Print the following entries without any change.

•••

PR #419, opened 2025-08-15
Fixes blocks spacing issues

### LINKED ISSUE #404: Excessive spacing on production pages
**Expected behavior**

I would expect the spacing between the header and each block to be smaller. 

Some pages Rusty put together:
https://sac.avy-fx.org/about/about-us
https://sac.avy-fx.org/support/other-ways-to-give
https://sac.avy-fx.org/support/corporate-sponsorship

**To Reproduce**
Create a page. Add multiple blocks. 

**Environment details**
- Production
- Desktop
- Chrome

**Existential musings**
[My most requested recipe is this](https://smittenkitchen.com/2017/05/broccoli-rubble-farro-salad/)

### LINKED ISSUE #406: Footer logo rendering weird for SNFAC
**Describe the bug**
The footer logo feels off compared to SAC and NWAC

**Expected behavior**
I would expect the logo to be centered like it is in the header. 

**Screenshots**
Image

**Environment details**
- Desktop 
- Chrome

**Existential musings**
[My favorite cookbook](https://www.sami-tamimi.com/cookbooks/falastin)

### LINKED ISSUE #407: Margins are rending different for different blocks
**Describe the bug**
https://sac.avy-fx.org/support/corporate-sponsorship

**To Reproduce**
From the page editor, I added a full width text block after the image with text blocks and got the following:

**Expected behavior**
I would expect each block to render with the same margins 

**Screenshots**
Image

**Environment details**
- Desktop
- Chrome

**Existential musings**
For Indian cooking, I like anything by [Meera Sodha](https://meerasodha.com/books/)

### LINKED ISSUE #414: Callout block spacing seems inverse to expected
Based on the preview image in the page builder, I would expect the callout block on the right to be narrower and the text on the left to be wider:
https://sac.avy-fx.org/support/donate

Image

**To Reproduce**

1. Open a page
2. Add a callout block
3. Publish

**Environment details**

- Desktop
- Chrome

rchlfryn:
### Description
Fixes general spacing issues with blocks. See commits...

### Fixes
Fixes #414, Fixes #407, Fixes #404, Fixes #406

### DIFF
--- a/src/blocks/ContentWithCallout/Component.tsx
+++ b/src/blocks/ContentWithCallout/Component.tsx
@@ -4,7 +4,7 @@ import RichText from '@/components/RichText'
 
 export const ContentWithCalloutBlock = ({ callout, richText }: ContentWithCalloutBlockProps) => {
   return (
-    <div className="container">
+    <div className="container py-4">
       <div className="flex flex-col md:flex-row items-center gap-4">
         {richText && (
           <div className="md:basis-2/3 md:flex-shrink-0 md:flex-grow-0 w-full">
--- a/src/blocks/ContentWithCallout/Component.tsx
+++ b/src/blocks/ContentWithCallout/Component.tsx
@@ -6,9 +6,13 @@ export const ContentWithCalloutBlock = ({ callout, richText }: ContentWithCallou
   return (
     <div className="container">
       <div className="flex flex-col md:flex-row items-center gap-4">
-        {richText && <RichText className="mb-0" data={richText} enableGutter={false} />}
+        {richText && (
+          <div className="md:basis-2/3 md:flex-shrink-0 md:flex-grow-0 w-full">
+            <RichText className="mb-0" data={richText} enableGutter={false} />
+          </div>
+        )}
         {callout && (
-          <div className="p-6 bg-brand-200 rounded-sm">
+          <div className="p-6 bg-brand-200 rounded-sm md:basis-1/3 md:flex-shrink-0 md:flex-grow-0 w-full">
             <RichText className="mb-0" data={callout} enableGutter={false} />
           </div>
         )}
--- a/src/blocks/ContentWithCallout/Component.tsx
+++ b/src/blocks/ContentWithCallout/Component.tsx
@@ -4,7 +4,7 @@ import RichText from '@/components/RichText'
 
 export const ContentWithCalloutBlock = ({ callout, richText }: ContentWithCalloutBlockProps) => {
   return (
-    <div className="container py-4">
+    <div className="container py-16">
       <div className="flex flex-col md:flex-row items-center gap-4">
         {richText && (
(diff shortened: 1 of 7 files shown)


src/blocks/ImageTextList/Component.tsx
```diff
@@ -25,7 +25,7 @@ export const ImageTextList = (props: Props) => {
   const isSideLayout = layout === 'side'
 
   return (
-    <div className="container my-16">
```
rchlfryn, line 28: I know this is a "big change" but all our spacing is done in the blocks now.

src/blocks/ImageLinkGrid/Component.tsx
```diff
@@ -22,7 +22,7 @@ export const ImageLinkGrid = (props: Props) => {
   const colsSpanClass = colsClasses[numOfCols]
 
   return (
-    <div className="container">
+    <div className="container py-4">
```
busbyk: Why py-4 here and not py-16 like the other blocks?

src/blocks/ContentWithCallout/Component.tsx
```diff
@@ -4,7 +4,7 @@ import RichText from '@/components/RichText'
 
 export const ContentWithCalloutBlock = ({ callout, richText }: ContentWithCalloutBlockProps) => {
   return (
-    <div className="container">
+    <div className="container py-4">
```
busbyk: Why py-4 here and not py-16 like the other blocks?

src/blocks/ImageTextList/Component.tsx
busbyk: You mean that this block always contains nested blocks which each already have `py-16` on their container divs so we don't need this verical margin anymore?

busbyk: Oh hmm I don't think the columns have the vertical padding you were expecting? (the second red rectangle should be the same height as the top one right?)

CleanShot 2025-08-15 at 15 45 21@2x

The columns have `my-6`: 
CleanShot 2025-08-15 at 15 46 55@2x

busbyk (commented):
Looks great, except a few comments.

rchlfryn:
> You mean that this block always contains nested blocks which each already have py-16 on their container divs so we don't need this verical margin anymore?

Exactly what I mean. And I honestly don't like how much padding we have between sections, which is why I left some smaller. But for consistency sake and for them to not have it look like a random accident, I will update all of them to be `py-16`

src/blocks/ContentWithCallout/Component.tsx
rchlfryn: I don't like how much spacing we have but will change it for consistency and we can talk about it as a group whether to change it or not

busbyk (approved):
@rchlfryn I'm down to adjust our default padding down (I don't feel strongly about the current padding, fyi). Let's merge this in and then get some feedback from the rest of the team and Sierra folks? Then we can adjust the default padding based on that.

•••

#### [RESPONSE TO THE EXERCISE]
PR #419, opened 2025-08-15
Fixes blocks spacing issues

### LINKED ISSUE #404: Excessive spacing on production pages
**Expected behavior**

I would expect the spacing between the header and each block to be smaller. 

Some pages Rusty put together:
https://sac.avy-fx.org/about/about-us
https://sac.avy-fx.org/support/other-ways-to-give
https://sac.avy-fx.org/support/corporate-sponsorship

**To Reproduce**
Create a page. Add multiple blocks. 

**Environment details**
- Production
- Desktop
- Chrome

**Existential musings**
[My most requested recipe is this](https://smittenkitchen.com/2017/05/broccoli-rubble-farro-salad/)

### LINKED ISSUE #406: Footer logo rendering weird for SNFAC
**Describe the bug**
The footer logo feels off compared to SAC and NWAC

**Expected behavior**
I would expect the logo to be centered like it is in the header. 

**Screenshots**
Image

**Environment details**
- Desktop 
- Chrome

**Existential musings**
[My favorite cookbook](https://www.sami-tamimi.com/cookbooks/falastin)

### LINKED ISSUE #407: Margins are rending different for different blocks
**Describe the bug**
https://sac.avy-fx.org/support/corporate-sponsorship

**To Reproduce**
From the page editor, I added a full width text block after the image with text blocks and got the following:

**Expected behavior**
I would expect each block to render with the same margins 

**Screenshots**
Image

**Environment details**
- Desktop
- Chrome

**Existential musings**
For Indian cooking, I like anything by [Meera Sodha](https://meerasodha.com/books/)

### LINKED ISSUE #414: Callout block spacing seems inverse to expected
Based on the preview image in the page builder, I would expect the callout block on the right to be narrower and the text on the left to be wider:
https://sac.avy-fx.org/support/donate

Image

**To Reproduce**

1. Open a page
2. Add a callout block
3. Publish

**Environment details**

- Desktop
- Chrome

rchlfryn:
### Description
Fixes general spacing issues with blocks. See commits...

### Fixes
Fixes #414, Fixes #407, Fixes #404, Fixes #406

### DIFF
--- a/src/blocks/ContentWithCallout/Component.tsx
+++ b/src/blocks/ContentWithCallout/Component.tsx
@@ -4,7 +4,7 @@ import RichText from '@/components/RichText'
 
 export const ContentWithCalloutBlock = ({ callout, richText }: ContentWithCalloutBlockProps) => {
   return (
-    <div className="container">
+    <div className="container py-4">
       <div className="flex flex-col md:flex-row items-center gap-4">
         {richText && (
           <div className="md:basis-2/3 md:flex-shrink-0 md:flex-grow-0 w-full">
--- a/src/blocks/ContentWithCallout/Component.tsx
+++ b/src/blocks/ContentWithCallout/Component.tsx
@@ -6,9 +6,13 @@ export const ContentWithCalloutBlock = ({ callout, richText }: ContentWithCallou
   return (
     <div className="container">
       <div className="flex flex-col md:flex-row items-center gap-4">
-        {richText && <RichText className="mb-0" data={richText} enableGutter={false} />}
+        {richText && (
+          <div className="md:basis-2/3 md:flex-shrink-0 md:flex-grow-0 w-full">
+            <RichText className="mb-0" data={richText} enableGutter={false} />
+          </div>
+        )}
         {callout && (
-          <div className="p-6 bg-brand-200 rounded-sm">
+          <div className="p-6 bg-brand-200 rounded-sm md:basis-1/3 md:flex-shrink-0 md:flex-grow-0 w-full">
             <RichText className="mb-0" data={callout} enableGutter={false} />
           </div>
         )}
--- a/src/blocks/ContentWithCallout/Component.tsx
+++ b/src/blocks/ContentWithCallout/Component.tsx
@@ -4,7 +4,7 @@ import RichText from '@/components/RichText'
 
 export const ContentWithCalloutBlock = ({ callout, richText }: ContentWithCalloutBlockProps) => {
   return (
-    <div className="container py-4">
+    <div className="container py-16">
       <div className="flex flex-col md:flex-row items-center gap-4">
         {richText && (
(diff shortened: 1 of 7 files shown)


src/blocks/ImageTextList/Component.tsx
```diff
@@ -25,7 +25,7 @@ export const ImageTextList = (props: Props) => {
   const isSideLayout = layout === 'side'
 
   return (
-    <div className="container my-16">
```
rchlfryn, line 28: I know this is a "big change" but all our spacing is done in the blocks now.

src/blocks/ImageLinkGrid/Component.tsx
```diff
@@ -22,7 +22,7 @@ export const ImageLinkGrid = (props: Props) => {
   const colsSpanClass = colsClasses[numOfCols]
 
   return (
-    <div className="container">
+    <div className="container py-4">
```
busbyk: Why py-4 here and not py-16 like the other blocks?

src/blocks/ContentWithCallout/Component.tsx
```diff
@@ -4,7 +4,7 @@ import RichText from '@/components/RichText'
 
 export const ContentWithCalloutBlock = ({ callout, richText }: ContentWithCalloutBlockProps) => {
   return (
-    <div className="container">
+    <div className="container py-4">
```
busbyk: Why py-4 here and not py-16 like the other blocks?

src/blocks/ImageTextList/Component.tsx
busbyk: You mean that this block always contains nested blocks which each already have `py-16` on their container divs so we don't need this verical margin anymore?

busbyk: Oh hmm I don't think the columns have the vertical padding you were expecting? (the second red rectangle should be the same height as the top one right?)

CleanShot 2025-08-15 at 15 45 21@2x

The columns have `my-6`: 
CleanShot 2025-08-15 at 15 46 55@2x

busbyk (commented):
Looks great, except a few comments.

rchlfryn:
> You mean that this block always contains nested blocks which each already have py-16 on their container divs so we don't need this verical margin anymore?

Exactly what I mean. And I honestly don't like how much padding we have between sections, which is why I left some smaller. But for consistency sake and for them to not have it look like a random accident, I will update all of them to be `py-16`

src/blocks/ContentWithCallout/Component.tsx
rchlfryn: I don't like how much spacing we have but will change it for consistency and we can talk about it as a group whether to change it or not

busbyk (approved):
@rchlfryn I'm down to adjust our default padding down (I don't feel strongly about the current padding, fyi). Let's merge this in and then get some feedback from the rest of the team and Sierra folks? Then we can adjust the default padding based on that.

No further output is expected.